### [Work item]
Within the listing below, filter for "Expect" and copy every matching line.

### [Extracted information]
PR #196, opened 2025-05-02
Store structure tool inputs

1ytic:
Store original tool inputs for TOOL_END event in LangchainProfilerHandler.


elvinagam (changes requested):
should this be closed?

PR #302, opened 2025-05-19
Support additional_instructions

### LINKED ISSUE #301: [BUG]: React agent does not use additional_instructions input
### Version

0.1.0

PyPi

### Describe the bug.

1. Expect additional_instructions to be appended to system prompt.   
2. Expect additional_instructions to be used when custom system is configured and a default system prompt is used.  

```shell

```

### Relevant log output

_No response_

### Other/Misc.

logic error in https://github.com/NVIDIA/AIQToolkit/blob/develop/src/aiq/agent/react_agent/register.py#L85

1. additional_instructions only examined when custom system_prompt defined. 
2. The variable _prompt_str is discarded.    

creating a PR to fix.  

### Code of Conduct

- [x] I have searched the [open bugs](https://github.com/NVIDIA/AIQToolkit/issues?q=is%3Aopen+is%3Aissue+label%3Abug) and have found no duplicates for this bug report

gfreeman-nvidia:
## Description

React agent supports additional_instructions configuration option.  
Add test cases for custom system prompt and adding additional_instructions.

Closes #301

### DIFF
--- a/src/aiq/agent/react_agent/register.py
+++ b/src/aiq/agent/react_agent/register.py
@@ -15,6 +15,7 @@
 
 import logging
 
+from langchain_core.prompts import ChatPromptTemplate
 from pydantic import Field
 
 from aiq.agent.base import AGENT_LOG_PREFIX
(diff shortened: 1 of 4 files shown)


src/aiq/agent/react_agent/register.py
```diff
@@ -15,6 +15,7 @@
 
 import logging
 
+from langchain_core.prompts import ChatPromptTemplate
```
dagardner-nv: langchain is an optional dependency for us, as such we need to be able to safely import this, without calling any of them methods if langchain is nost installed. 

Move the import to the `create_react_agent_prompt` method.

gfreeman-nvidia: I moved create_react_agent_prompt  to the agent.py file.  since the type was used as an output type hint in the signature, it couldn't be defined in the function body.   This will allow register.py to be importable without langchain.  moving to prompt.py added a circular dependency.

==

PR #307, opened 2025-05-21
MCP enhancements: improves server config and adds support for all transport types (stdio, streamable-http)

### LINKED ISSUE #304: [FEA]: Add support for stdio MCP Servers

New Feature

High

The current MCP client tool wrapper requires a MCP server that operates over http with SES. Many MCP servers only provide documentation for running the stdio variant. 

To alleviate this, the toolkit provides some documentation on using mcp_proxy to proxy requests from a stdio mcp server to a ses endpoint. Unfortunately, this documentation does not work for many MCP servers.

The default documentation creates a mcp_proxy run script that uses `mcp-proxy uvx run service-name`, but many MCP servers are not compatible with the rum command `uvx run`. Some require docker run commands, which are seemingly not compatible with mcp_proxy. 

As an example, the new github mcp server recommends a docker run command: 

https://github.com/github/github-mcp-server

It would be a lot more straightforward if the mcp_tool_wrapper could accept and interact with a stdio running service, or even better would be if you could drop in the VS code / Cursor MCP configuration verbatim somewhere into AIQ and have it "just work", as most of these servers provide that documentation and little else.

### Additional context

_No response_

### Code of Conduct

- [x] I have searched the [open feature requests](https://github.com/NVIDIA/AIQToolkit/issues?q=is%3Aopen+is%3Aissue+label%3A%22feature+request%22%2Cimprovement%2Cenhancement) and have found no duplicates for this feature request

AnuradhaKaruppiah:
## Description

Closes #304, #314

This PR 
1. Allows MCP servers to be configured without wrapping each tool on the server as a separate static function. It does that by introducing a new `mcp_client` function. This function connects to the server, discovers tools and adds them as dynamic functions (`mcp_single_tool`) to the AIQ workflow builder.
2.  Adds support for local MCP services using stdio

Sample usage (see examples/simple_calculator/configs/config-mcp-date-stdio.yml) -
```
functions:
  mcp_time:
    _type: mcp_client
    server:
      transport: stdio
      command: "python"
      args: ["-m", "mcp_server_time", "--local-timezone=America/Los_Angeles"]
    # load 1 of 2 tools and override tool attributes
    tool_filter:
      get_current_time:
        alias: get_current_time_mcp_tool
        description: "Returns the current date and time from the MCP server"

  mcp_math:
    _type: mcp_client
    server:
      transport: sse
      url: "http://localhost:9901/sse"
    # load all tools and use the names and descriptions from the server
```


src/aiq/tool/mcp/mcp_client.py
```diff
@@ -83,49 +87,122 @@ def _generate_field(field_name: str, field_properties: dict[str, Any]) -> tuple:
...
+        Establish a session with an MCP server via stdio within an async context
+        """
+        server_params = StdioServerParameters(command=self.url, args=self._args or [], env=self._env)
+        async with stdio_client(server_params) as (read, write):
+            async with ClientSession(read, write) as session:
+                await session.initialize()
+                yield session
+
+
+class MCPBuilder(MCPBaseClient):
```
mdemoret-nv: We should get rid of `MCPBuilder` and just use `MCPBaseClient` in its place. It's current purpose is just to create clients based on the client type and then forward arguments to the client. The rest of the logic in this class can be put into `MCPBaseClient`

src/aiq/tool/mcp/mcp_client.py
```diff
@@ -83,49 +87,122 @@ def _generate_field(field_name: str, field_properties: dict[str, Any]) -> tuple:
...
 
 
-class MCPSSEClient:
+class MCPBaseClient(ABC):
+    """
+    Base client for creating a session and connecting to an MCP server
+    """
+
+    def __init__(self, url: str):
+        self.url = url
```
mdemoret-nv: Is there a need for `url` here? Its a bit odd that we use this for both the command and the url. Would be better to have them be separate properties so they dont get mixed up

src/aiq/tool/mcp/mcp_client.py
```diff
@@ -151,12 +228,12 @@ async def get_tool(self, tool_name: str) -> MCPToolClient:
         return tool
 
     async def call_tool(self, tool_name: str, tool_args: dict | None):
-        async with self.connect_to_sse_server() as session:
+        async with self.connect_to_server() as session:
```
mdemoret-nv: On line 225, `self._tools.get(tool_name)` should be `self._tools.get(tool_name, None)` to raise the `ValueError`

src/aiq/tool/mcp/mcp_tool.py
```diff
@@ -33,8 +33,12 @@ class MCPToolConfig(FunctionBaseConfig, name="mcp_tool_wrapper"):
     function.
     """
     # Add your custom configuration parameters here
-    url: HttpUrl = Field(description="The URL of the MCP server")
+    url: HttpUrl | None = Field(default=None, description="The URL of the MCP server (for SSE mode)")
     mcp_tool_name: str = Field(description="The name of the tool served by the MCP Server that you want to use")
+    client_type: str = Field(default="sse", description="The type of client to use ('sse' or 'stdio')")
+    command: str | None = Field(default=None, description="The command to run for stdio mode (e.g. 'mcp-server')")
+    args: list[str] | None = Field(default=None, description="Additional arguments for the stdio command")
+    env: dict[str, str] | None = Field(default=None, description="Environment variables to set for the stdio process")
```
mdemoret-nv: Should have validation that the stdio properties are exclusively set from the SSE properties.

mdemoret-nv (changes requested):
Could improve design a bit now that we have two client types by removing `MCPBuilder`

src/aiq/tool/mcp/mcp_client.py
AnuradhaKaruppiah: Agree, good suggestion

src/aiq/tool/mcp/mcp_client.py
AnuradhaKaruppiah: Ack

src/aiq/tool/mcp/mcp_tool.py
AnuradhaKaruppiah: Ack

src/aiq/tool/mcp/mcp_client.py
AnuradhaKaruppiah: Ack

### [Response below]
1. Expect additional_instructions to be appended to system prompt.   
2. Expect additional_instructions to be used when custom system is configured and a default system prompt is used.  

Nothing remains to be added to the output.